***** INPUT MATERIAL

PR #2176, opened 2022-07-20
refactor(precinct-scanner): Move getCvrsFromExport function

jonahkagan:
## Overview
This function didn't need to be a callback defined in AppRoot for any reason. In fact, it had extra guarding for the no-election-definition case even though it will only be called after configuration. I moved it into the pollworker screen component. More steps towards simplifying AppRoot so I can refactor it without breaking things.
## Demo Video or Screenshot
N/A

## Testing Plan 
- Existing automated tests

### DIFF
--- a/frontends/precinct-scanner/src/screens/poll_worker_screen.test.tsx
+++ b/frontends/precinct-scanner/src/screens/poll_worker_screen.test.tsx
@@ -6,6 +6,7 @@ import MockDate from 'mockdate';
 import React from 'react';
 import { InsertedSmartcardAuth } from '@votingworks/types';
 import { mocked } from 'ts-jest/utils';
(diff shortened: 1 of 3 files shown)


frontends/precinct-scanner/src/screens/poll_worker_screen.test.tsx
```diff
@@ -18,6 +19,7 @@ MockDate.set('2020-10-31T00:00:00.000Z');
 beforeEach(() => {
   jest.useFakeTimers();
   window.location.href = '/';
+  fetchMock.post('/scan/export', {});
```
jonahkagan, line 22: copied this from app.test.tsx

eventualbuddha (approved):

**********

TASK ITEM: The response should reproduce every entry above exactly.

WRITTEN SOLUTION:
PR #2176, opened 2022-07-20
refactor(precinct-scanner): Move getCvrsFromExport function

jonahkagan:
## Overview
This function didn't need to be a callback defined in AppRoot for any reason. In fact, it had extra guarding for the no-election-definition case even though it will only be called after configuration. I moved it into the pollworker screen component. More steps towards simplifying AppRoot so I can refactor it without breaking things.
## Demo Video or Screenshot
N/A

## Testing Plan 
- Existing automated tests

### DIFF
--- a/frontends/precinct-scanner/src/screens/poll_worker_screen.test.tsx
+++ b/frontends/precinct-scanner/src/screens/poll_worker_screen.test.tsx
@@ -6,6 +6,7 @@ import MockDate from 'mockdate';
 import React from 'react';
 import { InsertedSmartcardAuth } from '@votingworks/types';
 import { mocked } from 'ts-jest/utils';
(diff shortened: 1 of 3 files shown)


frontends/precinct-scanner/src/screens/poll_worker_screen.test.tsx
```diff
@@ -18,6 +19,7 @@ MockDate.set('2020-10-31T00:00:00.000Z');
 beforeEach(() => {
   jest.useFakeTimers();
   window.location.href = '/';
+  fetchMock.post('/scan/export', {});
```
jonahkagan, line 22: copied this from app.test.tsx

eventualbuddha (approved):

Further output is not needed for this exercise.